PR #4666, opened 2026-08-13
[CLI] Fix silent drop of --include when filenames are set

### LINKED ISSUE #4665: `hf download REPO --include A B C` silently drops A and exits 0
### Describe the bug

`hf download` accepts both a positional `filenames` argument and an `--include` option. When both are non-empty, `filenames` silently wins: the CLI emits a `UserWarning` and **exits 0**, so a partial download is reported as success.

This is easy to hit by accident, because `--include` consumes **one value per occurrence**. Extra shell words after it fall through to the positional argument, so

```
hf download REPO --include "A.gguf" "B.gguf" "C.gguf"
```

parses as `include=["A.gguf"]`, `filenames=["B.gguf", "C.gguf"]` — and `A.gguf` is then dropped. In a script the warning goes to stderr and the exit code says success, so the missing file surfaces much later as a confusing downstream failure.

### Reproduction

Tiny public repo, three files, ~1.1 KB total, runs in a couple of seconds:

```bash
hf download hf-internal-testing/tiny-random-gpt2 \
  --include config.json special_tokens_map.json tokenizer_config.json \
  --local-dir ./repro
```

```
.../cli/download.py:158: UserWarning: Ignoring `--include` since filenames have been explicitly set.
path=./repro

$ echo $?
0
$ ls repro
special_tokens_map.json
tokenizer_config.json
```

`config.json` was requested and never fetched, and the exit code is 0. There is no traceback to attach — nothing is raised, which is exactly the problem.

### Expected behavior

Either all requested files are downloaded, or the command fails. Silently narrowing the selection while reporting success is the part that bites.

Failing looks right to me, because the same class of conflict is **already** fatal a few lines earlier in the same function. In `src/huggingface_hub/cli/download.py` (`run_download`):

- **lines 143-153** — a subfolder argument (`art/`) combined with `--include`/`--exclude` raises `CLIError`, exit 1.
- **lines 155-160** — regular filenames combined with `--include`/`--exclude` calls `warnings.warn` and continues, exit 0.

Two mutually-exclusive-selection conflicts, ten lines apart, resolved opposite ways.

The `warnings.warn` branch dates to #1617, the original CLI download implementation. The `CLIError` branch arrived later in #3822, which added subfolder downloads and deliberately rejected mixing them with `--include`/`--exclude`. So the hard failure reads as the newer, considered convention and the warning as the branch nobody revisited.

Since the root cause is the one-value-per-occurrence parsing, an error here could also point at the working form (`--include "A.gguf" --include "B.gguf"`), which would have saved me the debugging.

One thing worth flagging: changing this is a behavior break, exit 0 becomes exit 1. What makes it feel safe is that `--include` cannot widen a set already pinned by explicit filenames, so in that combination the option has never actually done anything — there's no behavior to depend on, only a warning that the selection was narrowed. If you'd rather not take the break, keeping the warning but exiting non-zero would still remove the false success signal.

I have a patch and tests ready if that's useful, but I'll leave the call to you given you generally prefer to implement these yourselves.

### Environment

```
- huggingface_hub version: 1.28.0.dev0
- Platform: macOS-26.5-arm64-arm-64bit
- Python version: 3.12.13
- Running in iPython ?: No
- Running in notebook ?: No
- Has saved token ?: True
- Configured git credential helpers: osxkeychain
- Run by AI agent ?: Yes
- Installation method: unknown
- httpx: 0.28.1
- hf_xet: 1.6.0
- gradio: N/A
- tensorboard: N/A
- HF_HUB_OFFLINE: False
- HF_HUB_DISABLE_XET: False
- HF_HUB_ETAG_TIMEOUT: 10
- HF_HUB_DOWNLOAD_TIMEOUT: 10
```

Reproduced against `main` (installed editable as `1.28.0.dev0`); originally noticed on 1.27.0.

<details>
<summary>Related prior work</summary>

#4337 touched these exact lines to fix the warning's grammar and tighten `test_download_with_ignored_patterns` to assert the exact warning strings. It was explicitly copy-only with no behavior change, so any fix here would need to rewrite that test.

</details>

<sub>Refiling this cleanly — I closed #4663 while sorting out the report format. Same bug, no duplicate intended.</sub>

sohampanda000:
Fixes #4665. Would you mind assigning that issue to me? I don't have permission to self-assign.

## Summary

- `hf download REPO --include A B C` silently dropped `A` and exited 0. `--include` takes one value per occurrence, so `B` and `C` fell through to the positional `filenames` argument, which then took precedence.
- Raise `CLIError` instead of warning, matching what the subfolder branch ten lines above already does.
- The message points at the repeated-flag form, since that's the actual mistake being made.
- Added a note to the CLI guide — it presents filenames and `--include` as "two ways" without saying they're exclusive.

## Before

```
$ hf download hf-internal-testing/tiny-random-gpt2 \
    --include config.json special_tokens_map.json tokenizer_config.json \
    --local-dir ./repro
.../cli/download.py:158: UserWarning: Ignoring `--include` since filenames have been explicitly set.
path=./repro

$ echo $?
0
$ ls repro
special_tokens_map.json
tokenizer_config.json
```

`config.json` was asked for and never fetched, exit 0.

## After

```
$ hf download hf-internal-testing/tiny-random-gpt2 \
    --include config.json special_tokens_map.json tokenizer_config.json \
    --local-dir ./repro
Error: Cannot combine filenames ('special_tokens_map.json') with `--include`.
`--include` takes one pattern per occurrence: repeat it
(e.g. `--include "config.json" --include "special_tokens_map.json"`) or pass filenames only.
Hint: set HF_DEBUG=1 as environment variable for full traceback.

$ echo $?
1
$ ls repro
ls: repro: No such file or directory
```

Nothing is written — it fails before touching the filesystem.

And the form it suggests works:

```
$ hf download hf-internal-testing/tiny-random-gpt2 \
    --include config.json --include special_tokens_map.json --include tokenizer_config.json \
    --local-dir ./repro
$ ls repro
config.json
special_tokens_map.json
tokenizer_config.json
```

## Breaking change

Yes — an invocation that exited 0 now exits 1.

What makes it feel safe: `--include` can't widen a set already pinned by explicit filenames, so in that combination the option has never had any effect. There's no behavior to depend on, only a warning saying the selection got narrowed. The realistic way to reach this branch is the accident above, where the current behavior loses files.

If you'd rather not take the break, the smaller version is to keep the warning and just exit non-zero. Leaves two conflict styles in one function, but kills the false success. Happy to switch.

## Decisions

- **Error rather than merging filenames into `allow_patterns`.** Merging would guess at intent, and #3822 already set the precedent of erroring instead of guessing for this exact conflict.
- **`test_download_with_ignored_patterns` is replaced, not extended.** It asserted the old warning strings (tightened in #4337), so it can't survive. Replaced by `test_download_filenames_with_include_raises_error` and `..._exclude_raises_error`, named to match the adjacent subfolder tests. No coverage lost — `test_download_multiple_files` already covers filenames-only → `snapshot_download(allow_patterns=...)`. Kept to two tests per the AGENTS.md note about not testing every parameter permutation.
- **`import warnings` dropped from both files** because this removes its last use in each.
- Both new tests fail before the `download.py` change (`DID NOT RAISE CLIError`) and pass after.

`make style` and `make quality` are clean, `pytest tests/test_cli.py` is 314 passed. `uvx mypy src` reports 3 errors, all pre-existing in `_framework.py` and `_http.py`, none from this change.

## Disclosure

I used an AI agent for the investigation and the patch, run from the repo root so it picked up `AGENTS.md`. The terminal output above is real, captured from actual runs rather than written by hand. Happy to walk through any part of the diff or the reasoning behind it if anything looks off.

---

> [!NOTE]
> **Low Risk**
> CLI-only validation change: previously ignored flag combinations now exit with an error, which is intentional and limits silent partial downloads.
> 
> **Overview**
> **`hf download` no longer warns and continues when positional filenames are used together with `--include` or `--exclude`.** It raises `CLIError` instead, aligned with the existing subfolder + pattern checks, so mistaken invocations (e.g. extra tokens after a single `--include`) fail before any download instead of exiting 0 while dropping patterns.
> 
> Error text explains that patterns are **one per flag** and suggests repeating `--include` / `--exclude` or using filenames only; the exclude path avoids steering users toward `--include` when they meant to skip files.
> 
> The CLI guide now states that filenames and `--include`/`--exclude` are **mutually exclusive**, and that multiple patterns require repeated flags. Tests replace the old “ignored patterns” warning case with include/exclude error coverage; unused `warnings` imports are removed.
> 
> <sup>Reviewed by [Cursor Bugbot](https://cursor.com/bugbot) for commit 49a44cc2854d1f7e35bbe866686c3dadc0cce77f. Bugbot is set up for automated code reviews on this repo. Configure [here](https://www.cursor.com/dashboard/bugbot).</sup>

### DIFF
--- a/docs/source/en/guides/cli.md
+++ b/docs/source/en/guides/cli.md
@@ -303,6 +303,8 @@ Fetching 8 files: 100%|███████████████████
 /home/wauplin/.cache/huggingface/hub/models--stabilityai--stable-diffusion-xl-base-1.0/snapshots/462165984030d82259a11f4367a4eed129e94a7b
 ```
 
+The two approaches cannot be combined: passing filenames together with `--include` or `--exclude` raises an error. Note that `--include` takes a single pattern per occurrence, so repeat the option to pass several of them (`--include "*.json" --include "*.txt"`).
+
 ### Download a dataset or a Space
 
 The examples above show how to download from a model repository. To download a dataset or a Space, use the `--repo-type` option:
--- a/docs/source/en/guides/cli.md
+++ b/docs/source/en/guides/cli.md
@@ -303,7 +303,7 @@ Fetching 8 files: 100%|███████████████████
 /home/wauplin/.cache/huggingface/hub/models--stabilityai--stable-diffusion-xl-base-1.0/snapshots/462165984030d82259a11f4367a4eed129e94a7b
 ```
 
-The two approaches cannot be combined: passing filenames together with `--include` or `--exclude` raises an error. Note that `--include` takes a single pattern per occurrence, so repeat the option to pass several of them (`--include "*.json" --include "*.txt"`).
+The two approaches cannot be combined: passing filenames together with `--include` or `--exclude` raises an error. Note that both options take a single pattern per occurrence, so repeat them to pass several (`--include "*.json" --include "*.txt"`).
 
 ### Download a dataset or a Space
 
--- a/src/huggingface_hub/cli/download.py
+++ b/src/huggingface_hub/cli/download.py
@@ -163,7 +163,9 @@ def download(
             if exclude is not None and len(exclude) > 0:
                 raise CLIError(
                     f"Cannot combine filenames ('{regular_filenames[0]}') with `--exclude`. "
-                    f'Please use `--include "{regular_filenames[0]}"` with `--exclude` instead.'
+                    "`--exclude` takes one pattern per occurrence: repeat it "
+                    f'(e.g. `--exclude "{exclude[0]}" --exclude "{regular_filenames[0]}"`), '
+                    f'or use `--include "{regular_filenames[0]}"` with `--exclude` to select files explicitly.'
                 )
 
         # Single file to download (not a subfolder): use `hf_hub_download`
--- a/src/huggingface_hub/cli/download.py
____
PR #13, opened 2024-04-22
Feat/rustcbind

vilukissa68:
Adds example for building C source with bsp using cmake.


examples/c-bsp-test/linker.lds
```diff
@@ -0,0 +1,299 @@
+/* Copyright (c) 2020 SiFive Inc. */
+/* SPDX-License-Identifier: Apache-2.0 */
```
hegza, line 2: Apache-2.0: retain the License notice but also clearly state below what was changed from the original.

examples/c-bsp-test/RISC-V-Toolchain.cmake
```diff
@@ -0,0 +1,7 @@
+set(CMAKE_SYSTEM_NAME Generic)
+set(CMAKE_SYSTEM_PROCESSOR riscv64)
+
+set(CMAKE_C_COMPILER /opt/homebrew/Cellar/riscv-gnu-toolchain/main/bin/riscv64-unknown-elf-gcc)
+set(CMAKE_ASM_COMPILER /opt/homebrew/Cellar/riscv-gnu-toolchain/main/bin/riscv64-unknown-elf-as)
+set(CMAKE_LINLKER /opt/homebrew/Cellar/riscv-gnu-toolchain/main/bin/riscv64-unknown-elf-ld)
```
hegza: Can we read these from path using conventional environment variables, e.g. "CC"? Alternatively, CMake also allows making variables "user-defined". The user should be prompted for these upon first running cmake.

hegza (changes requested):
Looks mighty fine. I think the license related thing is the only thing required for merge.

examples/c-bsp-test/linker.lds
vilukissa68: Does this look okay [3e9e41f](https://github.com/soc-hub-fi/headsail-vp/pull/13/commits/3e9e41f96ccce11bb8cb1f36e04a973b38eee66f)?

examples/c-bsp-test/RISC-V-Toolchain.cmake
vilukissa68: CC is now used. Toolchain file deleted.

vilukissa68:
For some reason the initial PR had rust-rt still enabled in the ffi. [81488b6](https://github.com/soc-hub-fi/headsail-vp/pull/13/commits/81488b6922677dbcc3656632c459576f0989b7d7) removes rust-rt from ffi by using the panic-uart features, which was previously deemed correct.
____
| PROBLEM |
Check every line of the entries above for the word "commits" and report how many lines contain it, giving the number only.

| SOLUTION TO THE PROBLEM |
2